Acoustic Alchemy - at least 90% of their material would be appropriate
Dan Fogelberg/Tim Weisberg - At least five tracks from "Twin Sons of Different Mothers" and perhaps several tracks from "No Resemblance Whatsoever".
Mindi Abair
Henry Mancini - Yeah, I know he did some remakes, but he also did much original material. At least five of the tracks on "Breakfast at Tiffany's" would be appropriate.


Possibly these artists:
Diana Krall
John Tesh
Josh Groban
Mystic Warriors
Andrea Bocelli
Celtic Woman
 
klutch00 said:
klutch00 said:
In Los Angeles, the highest-rated beautiful music station in the 60's was KPOL-AM. Probably the last station in L.A. to give up the format was KWST-FM in the 70's (now Power 106).

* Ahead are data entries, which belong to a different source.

PR #1291, opened 2024-01-15
Include src in published library for sourcemap resolution

fcollonval:
## References

Similar to https://github.com/jupyterlab/jupyterlab/pull/14028

## Code changes

Includes files in ./src in npm package dist, so that the relative paths in the built JS source maps can be resolved. Adds an integrity check for the same, so that it will also be enforced for packages in the future.

## User-facing changes

None (slightly larger dist on disk, but not loaded in browser unless debugging).

None


jtpio (approved):
Thanks!

Issue #1335, opened 2024-03-04
Fix browser caching of existing service workers


andeplane:
## Description
I haven't seen this problem explicitly be mentioned, but maybe https://github.com/jupyterlite/jupyterlite/issues/815 is the same one.

When there is a new version of the service worker, there is no information that prevents caching in the browser. The URL fetched [here](https://github.com/jupyterlite/jupyterlite/blob/main/packages/server/src/service-manager.ts#L45) is e.g. https://jupyterlite.readthedocs.io/en/stable/_static/service-worker.js, e.g. no information about the version. 

This means the preloaded service worker will be the one installed, and there is thus a potential change in the API between client and service worker.

## Reproduce
1) load jupyterlite
2) deploy a breaking change in service worker
3) load jupyter lite again, it crashes

We are using JupyterLite and have seen problems when bumping to a new version due to this. 

## Expected behavior
Old service worker should be unregistered to get the latest version.

## Context

- JupyterLite version: 0.2.3
- Operating System and version:
- Browser and version: Chrome 122.0.6261.94

jtpio:
> When there is a new version of the service worker, there is no information that prevents caching in the browser. The URL fetched [here](https://github.com/jupyterlite/jupyterlite/blob/main/packages/server/src/service-manager.ts#L45) is e.g. https://jupyterlite.readthedocs.io/en/stable/_static/service-worker.js, e.g. no information about the version.

There used to be hash in the file name of the service worker, but it was removed in https://github.com/jupyterlite/jupyterlite/pull/1159 because it was creating issue for downstream applications trying to reuse it, since the hash would depend on the JupyterLite version used for building the application.

Maybe this idea of hash should be kept, and instead but passed as a query argument? So requesting the service worker file would become https://jupyterlite.readthedocs.io/en/stable/_static/service-worker.js?v=123456789

andeplane:
Yep, that is a god alternative to the proposal in #1336. I'm not sure about the life cycle of these service workers then though, if the old versions keep existing and maybe it is cleaner to unregister + register.

jtpio:
> maybe it is cleaner to unregister + register.

Yeah, since the main motivation for having the service worker in the first place was to support accessing files from a kernel.

PR #1336, opened 2024-03-04
Unregistering old service workers when there is a new version 

andeplane:
## References
Closes https://github.com/jupyterlite/jupyterlite/issues/1335

## Code changes

I added a test to see which service worker version that is installed and will unregisted any old ones if there are a new version, or if no version is registered.

I would like to read the version from a global place rather than a const variable in the top of the file, so input in this is appreciated. 

Alternatively, adding a version (hash) to the service worker URL (which today is without version e.g. https://jupyterlite.readthedocs.io/en/stable/_static/service-worker.js ) would also work.

## User-facing changes
Breaking changes between service workers will no long lead to kernel death.

### DIFF
--- a/packages/server/src/service-manager.ts
+++ b/packages/server/src/service-manager.ts
@@ -35,10 +35,11 @@ export class ServiceWorkerManager implements IServiceWorkerManager {
     return this._ready.promise;
   }
 
-  private unregisterOldServiceWorkers = () => {
+  private unregisterOldServiceWorkers = (scriptURL: string) => {
+    const versionKey = `${scriptURL}-version`;
     // Check if we have an installed version. If we do, compare it to the current version
     // and unregister all service workers if they are different.
-    const installedVersion = localStorage.getItem('jupyterlite-version');
+    const installedVersion = localStorage.getItem(versionKey);
 
     if ((installedVersion && installedVersion !== VERSION) || !installedVersion) {
       // eslint-disable-next-line no-console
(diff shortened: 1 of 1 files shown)


packages/server/src/service-manager.ts
```diff
@@ -33,7 +35,32 @@ export class ServiceWorkerManager implements IServiceWorkerManager {
     return this._ready.promise;
   }
 
+  private unregisterOldServiceWorkers = () => {
+    // Check if we have an installed version. If we do, compare it to the current version
+    // and unregister all service workers if they are different.
+    const installedVersion = localStorage.getItem('jupyterlite-version');
```
jtpio, line 41: Not sure how this approach would work if multiple JupyterLite deployments are hosted under the same host? Could there be an issue accessing the same local storage, if for example there is a JupyterLite site on 0.2.2 and another one on 0.2.3?

jtpio: An example is a GitHub organization having multiple repo with a JupyterLite deployment on GitHub Pages.

andeplane: Yeah good point. this can be a problem if they share the domain (thus localstorage) like you say.

If site A has 0.2.2 and is loaded, then site B with 0.2.3 is loaded will override version stored in local storage to 0.2.3. Now if site A is updated to new version (0.2.3) it will wrongly _not_ unregister its old version (0.2.2).

What we can do is switch out the localstorage key to include e.g. the full path to the service worker which thus will be unique across the two deployments even if they are on the same domain?

andeplane:
Updated with a new suggestion that should solve this problem. What do you think?

jtpio:
> Updated with a new suggestion that should solve this problem. What do you think?

Thanks for looking into this :+1: 

Sounds like it should work? Also cc @martinRenou who may be interested

jtpio:
I guess we could also make use of the current `0.3.0` pre-releases to try this: releasing `0.3.0rc0` and check whether upgrading from `0.3.0b0` to `0.3.0rc0` works as expected.

jtpio (approved):
Thanks!

Let's get it in so it can be tested more easily.

Issue #1371, opened 2024-04-15
Trying to prevent "FileNotFoundError: [Errno 44]"


pierrepo:
This issue is both a bug report and a documentation improvement, so I report it as a feature request :-)

### Problem

I'm using JupyterLite for teaching because it could be easily deployed on GitHub pages.

My students are sometimes reporting the error message `FileNotFoundError: [Errno 44] No such file or directory` documented in the [Troubleshooting](https://jupyterlite.readthedocs.io/en/stable/troubleshooting.html) section. Here is my attempt to better understand how and when this error occurs:

From all the tests I performed, it looks like this error could be reproduced:
- with Mozilla Firefox (both on Windows and Linux)
- when the user executes a Python code cell to access/read a file **before** the notebook is fully loaded. By this, I mean the Kernel status is *Unknown* 
![image](https://github.com/jupyterlite/jupyterlite/assets/733861/e5659073-9297-4293-b13a-225321085f9f)
instead of *Iddle*
![image](https://github.com/jupyterlite/jupyterlite/assets/733861/91043d3d-c31b-41e9-9e2b-a7373c144931)

Once the `FileNotFoundError: [Errno 44] No such file or directory` is obtained, reloading the page or the kernel, does not help. Files can't be read even if the notebook is properly loaded and the kernel status is *Iddle*. The only solution is then to clear the browser cache.

### Proposed Solution

1. Documentation-based solution: mention in the documentation that the notebook should be fully loaded (and the kernel Idlle) before trying to access any local files.

2. Code-based solution: prevent the user to perform any interaction with the notebook until the kernel is iddle. This could be an opt-in option has this solution may not fit all users.

Carreau:
Thanks for the report, 

I never tried on Firefox for mac (124.0.2), but jupyterlite seem to not work for me:

```
Error
Repository is read only
```

Which is weird. 

On chrome (123.0.6312.107) I have no issues with executing, it will just wait until the kernel is ready.

But we can indeed add a troubleshooting section warning about this problem.

ArturoAmorQ:
> From all the tests I performed, it looks like this error could be reproduced:
   with Mozilla Firefox (both on Windows and Linux)

This issue also seems to appear in chrome-based browsers.

ogrisel:
I can trigger `FileNotFoundError` but only if I open the same jupyterlite site in 2 concurrent browser tabs as reported here: #1582. But I don't think it's related to executing cells when Kernel status is Unknown.

[...]

PR #1372, opened 2024-04-15
[DOCS]: Suggest to wait for kernel starting to prevent to prevent "Fi…

Carreau:
…leNotFoundError: [Errno 44]"

See #1371, but it would be good to find a code workaround.

### DIFF
--- a/docs/troubleshooting.md
+++ b/docs/troubleshooting.md
@@ -12,6 +12,13 @@ FileNotFoundError: [Errno 44] No such file or directory: 'data/iris.csv'
 
 ![a screenshot showing an error while trying to access a local file from the kernel](https://github.com/jupyterlite/jupyterlite/assets/591645/3edffdc3-77ef-45fe-8a4a-8cd7147dd235)
 
+This seem to happen when code try to get executed before a kernel is fully
+ready. See [issue #1371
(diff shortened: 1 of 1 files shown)


jtpio:
Thanks!

> it would be good to find a code workaround.

Yes. This is likely still related to the various caching issues folks have been reporting, for example: https://github.com/jupyterlite/jupyterlite/issues/969

docs/troubleshooting.md
```diff
@@ -12,6 +12,13 @@ FileNotFoundError: [Errno 44] No such file or directory: 'data/iris.csv'
 
 ![a screenshot showing an error while trying to access a local file from the kernel](https://github.com/jupyterlite/jupyterlite/assets/591645/3edffdc3-77ef-45fe-8a4a-8cd7147dd235)
 
+This seem to happen when code try to get executed before a kernel is fully
+ready. See [issue #1371
+](https://github.com/jupyterlite/jupyterlite/issues/1371). If this regularly
+happen, please try to wait until the kernel indicator is ready before starting
```
jtpio, line 18:
```suggestion
happens, please try to wait until the kernel indicator is ready before starting
```

Carreau:
Thanks, suggestions applied.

I believe you're mistaken. IIRC the last Traditional EZ to leave the LA market was KXEZ which was at 98.7.

As I remember KXEZ, they played an equal number of vocal artists to instrumentals. But there was a station that had a heavy mix of instrumentals well into the 80's and that was KJOI.

KWST like KPOL was entirely instrumentals which is what I was referring to.

I also don't agree with your assessment of instrumental interpretations of pop songs. There are many artists who see the beauty of a particular melody and wish to re-interpret it in their given genre (jazz, orchestral, etc.) and oftentimes do so with wonderful results. If anything, it can expand the songwriter's and artist's audience. People who would have never listened to, say The Beatles, found themselves humming to "Norwegian Wood" as done by the Hollyridge Strings. If nothing else, the original composers certainly got royalties for these performances.